We will deal, in some cases, with revenue issues, but we are cognisant of the fact that the government is intending to issue a white paper on taxation. So, obviously, that would be a far better process for dealing with the revenue side of the equation.[28]

3.33      Mr Peter Crone, head of the commission secretariat, disagreed with the proposition that the terms of reference and its focus on government expenditure mean that the commission is being asked to operate with 'one arm tied behind [its] back':

I would not say that tax is completely absent. For example, the commission has been asked to comment on the current architecture of Commonwealth-state financial relations, and obviously a very big part of that is related to tax. The revenue from the goods and services tax all goes to the states. The states do not have enough of their own source revenue to provide the services that their citizens require. We have been asked to have a look at that, and we will.[29]
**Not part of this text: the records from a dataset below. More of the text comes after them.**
PR #69, opened 2022-10-14
Extract upload() from upload_changed/some

srittau:
Both code segments were essentially identical. This is a first step to identifying why our uploads fails.


srittau:
@ilevkivskyi @JelleZijlstra @hauntsaninja @alexwaygood @Akuli Sorry for the spam, but could one of you review this so we can get this resolved ASAP?

PR #76, opened 2022-11-22
Support a "stub_distribution" metadata field

srittau:
This allows us to override the generated and uploaded distribution name,
e.g. if the name is already in use.

Cf. python/typeshed#9246


srittau:
Closing in favor of #79.

PR #78, opened 2022-11-22
Refactor stub dist name in templates

srittau:
Use Metadata.stub_distribution instead of constructing the name
manually in string templates. This ensures consistency and is
safer if we change the distribution name format.


srittau:
Split from #76, since I think this is independently useful.

JelleZijlstra (approved):

PR #79, opened 2022-11-23
Add "stub_distribution" and "upload" metadata fields

srittau:
These optional fields allow more control over what gets uploaded from the typeshed side:

* `stub_distribution` allows to change the uploaded distribution name.
* Setting `upload` to `false` prevents uploading a package (e.g. in case of errors).

### DIFF
--- a/stub_uploader/metadata.py
+++ b/stub_uploader/metadata.py
@@ -4,8 +4,8 @@ import functools
 import graphlib
 import os
 import re
-from typing import Any, Optional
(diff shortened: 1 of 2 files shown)


srittau:
I believe that these fields could prove useful in the future, not matter what we decide to do for python/typeshed#9246.

AlexWaygood (approved):
Nice solution.

ilevkivskyi (approved):

PR #83, opened 2023-01-04
Fix dependency_order bug

hauntsaninja:
Unblocks https://github.com/python/typeshed/pull/9459


JelleZijlstra (approved):

AlexWaygood (approved):
This makes sense to me (though I'm pretty new to this codebase)

PR #84, opened 2023-01-06
Mention pyright in the stubs' README

Avasam:
Same suggestion as https://github.com/python/typeshed/pull/9472

### DIFF
--- a/stub_uploader/build_wheel.py
+++ b/stub_uploader/build_wheel.py
@@ -2,12 +2,13 @@
 Basic script to generate a wheel for a third-party distribution in typeshed.
 
 This generates a PEP 561 types stub package using METADATA.toml file for a given
-distribution in typeshed stubs. Such package can be used by type-checking tools
+distribution in typeshed stubs. Such package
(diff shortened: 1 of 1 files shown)


AlexWaygood (commented):
Maybe add [`pyre`](https://github.com/facebook/pyre-check) to this list as well? `pyre` has 6.2k stars on GitHub compared to e.g. 4k stars for `pytype` :)

srittau (approved):

Avasam:
> Maybe add [`pyre`](https://github.com/facebook/pyre-check) to this list as well? `pyre` has 6.2k stars on GitHub compared to e.g. 4k stars for `pytype` :)

Sure can, I just didn't remember about pyre since typeshed doesn't text directly against it.

srittau:
I think we should skip pyre for now, since the stubs are not tested against it.

AlexWaygood:
> I think we should skip pyre for now, since the stubs are not tested against it.

No strong opinion! This PR is a clear improvement as-is; don't want to block it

3.34      The importance of looking at both revenue and expenditure was emphasised by Dr John Daley, CEO of the Grattan Institute, appearing in a private capacity:

Although the National Commission of Audit's terms of reference are focused on government expenditure, it is important that any budget reform looks at both sides, profit and loss.[30]

3.35      Dr Daley explained the need to look at revenue and expenditure together:

[I]f you look at the history of governments that have successfully substantially improved their budget positions, almost always that reform involves both spending cuts and tax increases, and I think there is a real political economy reason for that.


Obviously the Commission of Audit is not the only thing that the government will use in thinking about what it will do in order to repair its budget, but if you were trying to find a comprehensive package to improve the Commonwealth budget position, I absolutely think that the revenue side of the budget needs to be part of the story.[31]

3.36      Mr Lyons agreed that revenue should be a focus for the government and the commission:

[T]o the extent that we face a fiscal policy challenge we say it is related to a problem of revenue and not expenditure and that such a challenge requires a longer term strategic vision about the future structure of the Australian economy and how we raise revenue, not short-term political fixes in the context of one year's budget.[32]

3.37      Dr Denniss also stressed the need to look at revenue, particularly simplifying the current tax arrangements to close down loopholes in the system:

Indeed, to the extent that we have any problem with our public finances at all, it is quite clear—again from both historical and international points of view—that we have a fundamental problem with collecting revenue. My submission to you is to focus on achieving a simple and efficient tax system by removing the enormous and inequitable tax concessions and loopholes that currently exist in the system. This will allow the collection of tens of billions of dollars in additional revenue with no upward pressure on the rate of tax at all. An enormous amount of legal and accounting time goes into the exploitation of those loopholes. That is an opportunity cost for the economy, and again economics would suggest that a simple system would be one that has fewer, not more of those.[33]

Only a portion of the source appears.